PR #534, opened 2021-08-27
implement Copy for Position and Span

kaikalii:
I would be very nice if these types were `Copy`.
If they are not `Copy` for a reason (which I assume has to do with future-proofing), then go ahead and close this.

### DIFF
--- a/pest/src/position.rs
+++ b/pest/src/position.rs
@@ -17,7 +17,7 @@ use core::str;
 use span;
 
 /// A cursor position in a `&str` which provides useful methods to manually parse that string.
-#[derive(Clone)]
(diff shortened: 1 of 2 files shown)


CAD97:
I think at some point these contained `Rc`s, so weren't `Copy`.

bors: r+

CAD97:
Oh wait right CI is broken rn

CAD97:
Sorry for the lint issues; we accidentally upgraded the version of clippy we were enforcing warning-freedom on (see #535), so new lints got through and broke CI unexpectedly.

bors: r+

CAD97:
bors: r+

WHAT IS NEEDED
Everything from the line containing "-#[derive(Clone)]" to the last line of the material above should be printed exactly, both ends included.

THE COMPLETED TASK
-#[derive(Clone)]
(diff shortened: 1 of 2 files shown)


CAD97:
I think at some point these contained `Rc`s, so weren't `Copy`.

bors: r+

CAD97:
Oh wait right CI is broken rn

CAD97:
Sorry for the lint issues; we accidentally upgraded the version of clippy we were enforcing warning-freedom on (see #535), so new lints got through and broke CI unexpectedly.

bors: r+

CAD97:
bors: r+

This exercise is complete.